Work to complete> Starting from the line with "How to fix this", transcribe each line to the end of the records below. Copy them exactly and write nothing else.

Given records>

PR #6389, opened 2025-02-19
Remove `withBuiltInDefinitions()` and add flag to dump scalar definitions in SDL

martinbonnin:
Turns out removing the scalar creates a lot of complexity in the code. It's just easier to have a SDL schema matching 1:1 with the introspection. This is somewhat discouraged by the spec but I think this is just that the spec is mostly written with backend frameworks in mind and didn't consider clients wanting to validate operations, etc...


libraries/apollo-ast/src/jvmTest/kotlin/com/apollographql/apollo/graphql/ast/test/SDLWriterTest.kt
```diff
@@ -18,15 +19,6 @@ class SDLWriterTest {
...
   }
 
-  @Test
-  fun typeRedefinitionInspectionIsIgnored() {
-    val sdlSchema = File("${CWD}/test-fixtures/sdl/type_redefinitions.graphqls")
-
-    checkExpected(sdlSchema) {
-      it.parseAsGQLDocument().getOrThrow().withBuiltinDefinitions().toSDL("    ")
-    }
-  }
```
martinbonnin, line 28: I'm not 100% sure what this was testing. Removed it. Might add new ones later on.

BoD (approved):
👍

PR #6396, opened 2025-02-27
Refactor schema validation

martinbonnin:
**Terminology**:
* API schema: the server schema as seen from introspection (can be either JSON or SDL)
* Server definition: a definition present in the API schema.
  * Examples: `@include`, `@oneOf`, `__Schema` 
* Client definition: a definition that is added to the API schema by the client, using either `@link` or by concatenating new definitions to the schema.
* Linked definition: a definition is added to a schema using `@link`. 
  * Examples: `@targetName`, `@typePolicy` 
* Checked definitions: a definition that is recognized by Apollo Kotlin and required to be a certain shape. Apollo Kotlin checks those definitions to avoid crashes in the compiler and/or surprising behaviours. This is typically the case for server definitions that and are not specified yet and/or may vary depending on the version of the spec used.
  * Examples: `@oneOf`, `@semanticNonNull`, `@targetName` 

The PR adds 2 changes:
* allow duplicate linked definitions as long as they come from the same foreign schema.
* adds `@defer` and `kotlin_labs` to the checked definitions.

Besides that, it should behave like previously. This is mostly a refactoring that makes it easier to evolve that code. In particular, it keeps two issues we currently have:

* we're adding way too much built-in definitions by default, those should be limited to the built-in scalars.
* if a checked definition is also a server definition, we may have a name clash. It may be desired (`@semanticNonNull` for an example) or it may be annoying (`@catch` maybe used differently by some other tools)

How to fix this (if we want to fix it?) is left to the next breaking version.


BoD (approved):
👍

BoD:
Would it make sense to have this terminology in the glossary [here](https://github.com/apollographql/apollo-kotlin/blob/main/design-docs/Glossary.md)?

martinbonnin:
> Would it make sense to have this terminology in the glossary [here](https://github.com/apollographql/apollo-kotlin/blob/main/design-docs/Glossary.md)?

Always! Will add it 👍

Task result>
How to fix this (if we want to fix it?) is left to the next breaking version.


BoD (approved):
👍

BoD:
Would it make sense to have this terminology in the glossary [here](https://github.com/apollographql/apollo-kotlin/blob/main/design-docs/Glossary.md)?

martinbonnin:
> Would it make sense to have this terminology in the glossary [here](https://github.com/apollographql/apollo-kotlin/blob/main/design-docs/Glossary.md)?

Always! Will add it 👍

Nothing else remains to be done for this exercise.